■ WHAT THE TASK REQUIRES
Copy each line of the listing where the word "IsToggled" can be found.

┄┄┄┄┄┄┄┄┄┄┄┄┄┄┄┄┄┄┄┄

PR #2355, opened 2023-02-19
Fixes #2354. View.Redraw doesn't clear itself and PositionCursor doesn't ensure focus when a prior view was disabled.

### LINKED ISSUE #2354: View.Redraw doesn't clear itself and PositionCursor doesn't ensure focus when a prior view was disabled.
If a view with subviews is added the clear method isn't executed and only the subviews are redrawn.

Allowing the view been clear by the base class and also ignore the `HasFocus` property in the `Redraw` method. If not ignore (default) the normal color is used if the view doesn't have the focus and the focus color is used if it have the focus. If ignore, then only the normal color is used whether is focused or not.

Only by deriving from `View` class and overridden the `Redraw` method but not needed with the solution above.

**Additional context**
For all this work some more improvements are needed, like on `CanFocus`, `Add`, `PositionCursor`, `Redraw`, `Enabled`.

Code to test the issue:

```cs
			Application.Init ();
			var root1 = new View () {
				Width = 20,
				Height = 10,
				ColorScheme = Colors.Base,
				//IgnoreHasFocusPropertyOnRedraw = true,
				Enabled = false
			};
			var label1 = new Label (new string ('c', 100)) {
				Width = Dim.Fill ()
			};
			var tv1 = new TextView () {
				Y = 2,
				Height = 1,
				Text = new string ('t', 100),
				Width = Dim.Fill (),
				Multiline = false
			};
			var labelFocus1 = new Label (new string ('f', 100)) {
				Y = 4,
				Width = Dim.Fill (),
				CanFocus = true
			};

			root1.Add (label1, tv1, labelFocus1);

			var root2 = new View () {
				X = 3,
				Y = 12,
				Width = 20,
				Height = 10,
				ColorScheme = Colors.Base,
				//IgnoreHasFocusPropertyOnRedraw = true
			};
			var label2 = new Label (new string ('c', 100)) {
				Width = Dim.Fill ()
			};
			var tv2 = new TextView () {
				Y = 2,
				Height = 1,
				Text = new string ('t', 100),
				Width = Dim.Fill (),
				Multiline = false
			};
			var labelFocus2 = new Label (new string ('f', 100)) {
				Y = 4,
				Width = Dim.Fill (),
				CanFocus = true
			};

			root2.Add (label2, tv2, labelFocus2);

			var sb = new StatusBar (new StatusItem [] {
				new StatusItem(Key.F9,"~F9~ Toggle Enable", () => {
					root1.Enabled = !root1.Enabled;
					root2.Enabled = !root2.Enabled;
				}),
				//new StatusItem(Key.F10,"~F10~ Toggle IgnoreHasFocusPropertyOnRedraw", () => {
				//	root1.IgnoreHasFocusPropertyOnRedraw = !root1.IgnoreHasFocusPropertyOnRedraw;
				//	root2.IgnoreHasFocusPropertyOnRedraw = !root2.IgnoreHasFocusPropertyOnRedraw;
				//	root1.SetNeedsDisplay();
				//	root2.SetNeedsDisplay();
				//})
			});

			Application.Top.Add (root1, root2, sb);
			Application.Run (Application.Top);

```

Try this code above and the output is this:

view-redraw-issue

After the fix, please remove all the commented code and the output is this:

view-redraw-fix

BDisp:
Fixes #2354 - A simple view now can be used as container with normal and focus color if `IgnoreHasFocusPropertyOnRedraw` is false (default) or only with the normal color if it's true. Now if it's possible to focus a enable view this is ensured, otherwise the cursor will be invisible.

## Pull Request checklist:

imagem

### DIFF
--- a/Terminal.Gui/Core/Toplevel.cs
+++ b/Terminal.Gui/Core/Toplevel.cs
@@ -908,6 +908,12 @@ namespace Terminal.Gui {
 		{
 			if (!IsMdiContainer) {
 				base.PositionCursor ();
+				if (Focused == null) {
+					EnsureFocus ();
+					if (Focused == null) {
+						Driver.SetCursorVisibility (CursorVisibility.Invisible);
+					}
+				}
 				return;
 			}
 
@@ -920,6 +926,9 @@ namespace Terminal.Gui {
 				}
 			}
 			base.PositionCursor ();
+			if (Focused == null) {
+				Driver.SetCursorVisibility (CursorVisibility.Invisible);
+			}
 		}
 
 		/// <summary>
--- a/Terminal.Gui/Core/View.cs
+++ b/Terminal.Gui/Core/View.cs
@@ -1510,11 +1510,7 @@ namespace Terminal.Gui {
 			var clipRect = new Rect (Point.Empty, frame.Size);
 
 			if (ColorScheme != null) {
-				if (!IgnoreHasFocusPropertyOnRedraw) {
-					Driver.SetAttribute (HasFocus ? GetFocusColor () : GetNormalColor ());
-				} else {
-					Driver.SetAttribute (GetNormalColor ());
-				}
+				Driver.SetAttribute (HasFocus ? GetFocusColor () : GetNormalColor ());
 			}
 
 			if (!IgnoreBorderPropertyOnRedraw && Border != null) {
@@ -2701,15 +2697,6 @@ namespace Terminal.Gui {
 		/// itself).
 		/// </summary>
 		public virtual bool IgnoreBorderPropertyOnRedraw { get; set; }
-
-		/// <summary>
-		/// Get or sets whether the view will use <see cref="Terminal.Gui.View.HasFocus"/> 
-		/// to set the <see cref="Terminal.Gui.ColorScheme.Focus"/> color if it's focused.
-		/// If <see langword="false"/> (the default), <see cref="View.Redraw(Rect)"/> will call <see cref="GetFocusColor"/>
-		/// or the <see cref="GetNormalColor"/> method.
-		/// If <see langword="true"/> only the <see cref="GetNormalColor"/> will be called.
-		/// </summary>
-		public virtual bool IgnoreHasFocusPropertyOnRedraw { get; set; }
 
 		/// <summary>
 		/// Pretty prints the View
--- a/Terminal.Gui/Core/View.cs
+++ b/Terminal.Gui/Core/View.cs
@@ -951,6 +951,10 @@ namespace Terminal.Gui {
 				view.tabIndex = tabIndexes.IndexOf (view);
 				addingView = false;
 			}
+			if (view.Enabled && !Enabled) {
+				view.oldEnabled = true;
+				view.Enabled = false;
+			}
 			SetNeedsLayout ();
 			SetNeedsDisplay ();
 			OnAdded (view);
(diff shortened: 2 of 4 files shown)


tig:
Do we have a real user that has requested this? 

In my opinion we should be very leery of adding new features (methods/properties) to v1 that are not critically needed.

Everything we add to v1 now becomes more legacy we need to support/port in v2. 

I would much rather get focused on v2 for things like this.

However, if there is a real customer (developer external to this project) who is requesting this, and can't get their app to work without it, then I'll change my mind.

BDisp:
> Do we have a real user that has requested this?
>
We may not need the `IgnoreHasFocusPropertyOnRedraw` which is a new feature, but I think you didn't yet seen that this PR fixes three bugs:
- Fixes the `View.Redraw` that doesn't clear itself before redraw his subviews.
- Fixes the `Enabled` property if is `true` of a view that is being added to the superview that has the `Enabled` as `false` by not also setting the subview to `false`.
- Fixes the `PositionCursor` where the cursor isn't placed on the available view that can focus, is visible and is enabled when a previous view that was previously focused and his `Enabled` property is set to false.

The `GetFocusColor` method is a helper to get the `Focus` or the `Disabled` color.


> In my opinion we should be very leery of adding new features (methods/properties) to v1 that are not critically needed.
> 
I agree. The only thing I can remove here is the `IgnoreHasFocusPropertyOnRedraw` property. The rest I think is useful for both versions.


> Everything we add to v1 now becomes more legacy we need to support/port in v2.
> 
I agree. Do you want I do remove the `IgnoreHasFocusPropertyOnRedraw` property, then?


> I would much rather get focused on v2 for things like this.
> 
I agree with the cases of adding new features, but not for bug fixes before the v2 is published.


> However, if there is a real customer (developer external to this project) who is requesting this, and can't get their app to work without it, then I'll change my mind.

No there is no customer, that was only me that I detected some bugs and when I was fixing I thinking in a view to force the view to always using the normal color whether it's focused or not, if the `IgnoreHasFocusPropertyOnRedraw` property is `true`.

tig:
> > Do we have a real user that has requested this?
> 
> We may not need the `IgnoreHasFocusPropertyOnRedraw` which is a new feature, but I think you didn't yet seen that this PR fixes three bugs:
> 
> * Fixes the `View.Redraw` that doesn't clear itself before redraw his subviews.
> * Fixes the `Enabled` property if is `true` of a view that is being added to the superview that has the `Enabled` as `false` by not also setting the subview to `false`.
> * Fixes the `PositionCursor` where the cursor isn't placed on the available view that can focus, is visible and is enabled when a previous view that was previously focused and his `Enabled` property is set to false.

I know it seems like more work (and I know I'm guilty of not always doing this right myself), but these should really each be documented as individual Issues and submitted as separate PRs. 

For v1 `develop` (I think we can operate slightly more loosey-goosy in the v2 branch), I am wondering if we should start being super-hardcore about this. I'd be curious to know your reaction to me stating that.

> I agree. Do you want I do remove the `IgnoreHasFocusPropertyOnRedraw` property, then?

Yes.

BDisp:
> I know it seems like more work (and I know I'm guilty of not always doing this right myself), but these should really each be documented as individual Issues and submitted as separate PRs.
> 
Yes you are right. Sometimes I'm so lazy, sorry :-)

> For v1 `develop` (I think we can operate slightly more loosey-goosy in the v2 branch), I am wondering if we should start being super-hardcore about this. I'd be curious to know your reaction to me stating that.

Yes I'm starting working more in the v2 and I propose that you move the View2 code to the View, so we can only be focusing in the v2. But I think that all the v1 bugs that are transversal to the v2 must be merge in the v1 and all the v2 PR must be merged with the develop branch before they are submitted, otherwise there will be a bunch of merge conflicts to resolve.


>>    I agree. Do you want I do remove the IgnoreHasFocusPropertyOnRedraw property, then?

>Yes.
I already removed and changed the issue and PR's titles.

tig:
> > I know it seems like more work (and I know I'm guilty of not always doing this right myself), but these should really each be documented as individual Issues and submitted as separate PRs.
> 
> Yes you are right. Sometimes I'm so lazy, sorry :-)

No need to apologize. We're all in this for fun (but I think it's fun to sometimes pretend this all matters ;-).

> > For v1 `develop` (I think we can operate slightly more loosey-goosy in the v2 branch), I am wondering if we should start being super-hardcore about this. I'd be curious to know your reaction to me stating that.
> 
> Yes I'm starting working more in the v2 and I propose that you move the View2 code to the View, so we can only be focusing in the v2. But I think that all the v1 bugs that are transversal to the v2 must be merge in the v1 and all the v2 PR must be merged with the develop branch before they are submitted, otherwise there will be a bunch of merge conflicts to resolve.

I'm going to do this asap. As part of it, my plan is to remove a bunch of existing functionality that becomes redundant. 

In some cases, I plan on focusing on v2 and then back-porting to v1. I think that either way we'll have some merge issues to deal with. Not fun.

PR #2386, opened 2023-03-01
Fixes #1842  - Add support for toggling selected cells e.g. with space

### LINKED ISSUE #1842: Selecting multiple rows from the TableView element with the mouse
1. I wanted to ask a question about selecting multiple rows from the TableView element with the mouse.  What keyboard shortcut should be used? The Control key does not work as expected.

 2. When selecting with the cursor, is it only possible to select consecutive rows?  Or is there a keyboard shortcut that allows you to select arbitrary lines?

tznind:
Adds support for `Command.ToggleChecked` to `TableView`.   This allows pure keyboard multi selection (e.g. like you would with Ctrl+Click).

- Only works when `MultiSelect` is on 
- No default keybinding.  User enables it by registering a keybinding (e.g. `tableView.AddKeyBinding (Key.Space, Command.ToggleChecked);` )

toggle-selections

## Pull Request checklist:

### DIFF
--- a/Terminal.Gui/Views/TableView.cs
+++ b/Terminal.Gui/Views/TableView.cs
@@ -987,8 +987,8 @@ namespace Terminal.Gui {
 				return;
 			}
 
-			var toggles = GetMultiSelectedRegionsContaining(selectedColumn, selectedRow)
-							.Where(s=>s.IsToggled).ToArray ();
+			var regions = GetMultiSelectedRegionsContaining(selectedColumn, selectedRow).ToArray();
+			var toggles = regions.Where(s=>s.IsToggled).ToArray ();
 
 			// Toggle it off
 			if (toggles.Any ()) {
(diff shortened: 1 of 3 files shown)


tznind:
Ready for testing now!  This feature is both nice to have and is an actual solution for https://github.com/gui-cs/Terminal.Gui/issues/1842 (the previous PR was mouse only and there was a workaround in the issue for keyboard).  See the issue OP question:

> When selecting with the cursor, is it only possible to select consecutive rows? Or is there a keyboard shortcut that allows you to select arbitrary lines?

The answer now is yes! just pick a key and set the keybinding.  

In the Scenario I have added this to TableEditor with keybinding of Space and same for the Tests but I don't think we want to claim this key by default as it is quite a niche feature and the key is likely to be bound by existing library users given its prominence.

It will be used in the new FileDialog2 as one of the ways of selecting multiple files files (can still use shift select or ctrl+mouse click).

tig (approved):

PR #4864, opened 2026-03-28
Fix scrollbar padding accumulation + DimAuto content size drift (#4522)

duskfold:
Builds on top of @tig's #4863 (stale ContentSize re-read). That fix is correct and necessary, but a second bug remained: repeated maximize/restore cycles caused Dialog content to shrink by 2px per cycle until the content area collapsed.

## Root cause (traced with instrumented builds)

Two bugs working together:

### 1. ScrollBar padding accumulation (View.ScrollBars.cs)

The VisibleChanged handlers use relative Padding.Thickness +1/-1 adjustments. During layout re-entry (which happens on every resize), ShowHide fires multiple times per visibility change. Each fire adds another +1, and the -1 on hide doesn't fully compensate because the baseline has already shifted.

Trace data showing Padding.Bottom ratcheting before fix:

    Cycle 1: Padding.Bottom = 3 -> 6
    Cycle 2: Padding.Bottom = 6 -> 8  
    Cycle 3: Padding.Bottom = 8 -> 10
    Cycle 4: Padding.Bottom = 10 -> 12

Fix: Track whether scrollbar padding has been applied via boolean flags (_verticalScrollBarPaddingApplied / _horizontalScrollBarPaddingApplied). The handlers become idempotent: +1 only fires when transitioning from not-applied to applied, -1 only when transitioning back.

Trace data after fix:

    Every cycle: Padding.Bottom = 3 -> 4 -> 3 (stable)

### 2. _minimumSubViewsSize floor in non-DimAuto dialogs (DialogTResult.cs)

UpdateSizes unconditionally floors ContentSize at _minimumSubViewsSize. For fixed-size dialogs (non-DimAuto), this captures the high-water mark from the maximized state and never shrinks back, inflating ContentSize beyond the actual Viewport on restore.

Fix: Only use _minimumSubViewsSize as a floor for DimAuto dialogs (which need to grow to fit content). Fixed-size dialogs use Viewport size directly.

## Tests

Added ScrollBarPaddingAccumulationTests.cs with two tests:
- Dialog_Resize_Cycles_Do_Not_Accumulate_Padding: 5 maximize/restore cycles, asserts Padding and Viewport are stable
- ScrollBar_Visibility_Toggle_Is_Idempotent: 10 layout passes, asserts Padding stays constant

All 7 existing StaleContentSizeCaptureTests continue to pass.

## How we found it

Instrumented DialogTResult.cs and AdornmentImpl.cs with file-based tracing (Padding.Thickness setter logged every change with full stack traces). The stack traces showed ScrollBar.ShowHide -> ConfigureVerticalScrollBarEvents/ConfigureHorizontalScrollBarEvents -> Padding.Thickness += 1 firing during PaddingView.OnParentFrameChanged on every layout re-entry cycle.

### DIFF
--- a/Terminal.Gui/ViewBase/View.ScrollBars.cs
+++ b/Terminal.Gui/ViewBase/View.ScrollBars.cs
@@ -2,6 +2,12 @@ namespace Terminal.Gui.ViewBase;
 
 public partial class View
 {
+    // Track whether scrollbar padding has been applied to prevent accumulation
+    // during layout re-entry. The VisibleChanged handlers use +1/-1 relative
+    // adjustments, which compound when the event fires multiple times per cycle.
+    private bool _verticalScrollBarPaddingApplied;
+    private bool _horizontalScrollBarPaddingApplied;
+
     private Lazy<ScrollBar> _horizontalScrollBar = null!;
 
     /// <summary>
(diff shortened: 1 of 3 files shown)


BDisp (approved):

tig:
Thanks. I fixed this in #4862.

PR #4886, opened 2026-04-05
Fixes #4885. View.GetScheme() falls back gracefully instead of throwing when SchemeName is not found

### LINKED ISSUE #4885: Feature: View.GetScheme() should fall back gracefully instead of throwing when SchemeName is not found

When a `View` has `SchemeName` set to a custom scheme name and the active theme doesn't define that name, `View.GetScheme()` throws a `KeyNotFoundException`. This happens in common real-world situations:

- A developer registers a custom scheme and sets `SchemeName` on their views, then the user switches to a built-in theme that doesn't include the custom scheme.
- An end-user edits their config file and makes a typo in a scheme name.
- An end-user deletes a custom scheme from their config, or upgrades to a version of the library where a scheme was renamed.
- I found this to be an issue because I define several custom schemes for specific views - ListViews and ScrollBars are a prime example - and if I don't use a custom theme, my app crashes.

There is also an asymmetry: a view *without* `SchemeName` already falls back gracefully (`SuperView → Base`), but a view *with* `SchemeName` throws immediately if the name isn't found.

Reproduction:

```csharp
SchemeManager.AddScheme("MyScheme", new Scheme { Normal = new Attribute(Color.Cyan, Color.Black) });
view.SchemeName = "MyScheme";

// Later — switch to a theme that doesn't define "MyScheme":
ThemeManager.Theme = "Dark";
ConfigurationManager.Apply();

view.GetScheme(); // KeyNotFoundException
```

This is also discussed in #4457.

When `SchemeName` is set but the named scheme is not found in the active theme, `View.GetScheme()` should fall back gracefully through the following chain (consistent with how a view without `SchemeName` already behaves):

1. Named scheme — if found in the active theme, use it
2. `SuperView.GetScheme()` — inherit from the parent view (recursive)
3. `"Base"` scheme from the active theme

┄┄┄┄┄┄┄┄┄┄┄┄┄┄┄┄┄┄┄┄

■ TASK ANSWER
-							.Where(s=>s.IsToggled).ToArray ();
+			var toggles = regions.Where(s=>s.IsToggled).ToArray ();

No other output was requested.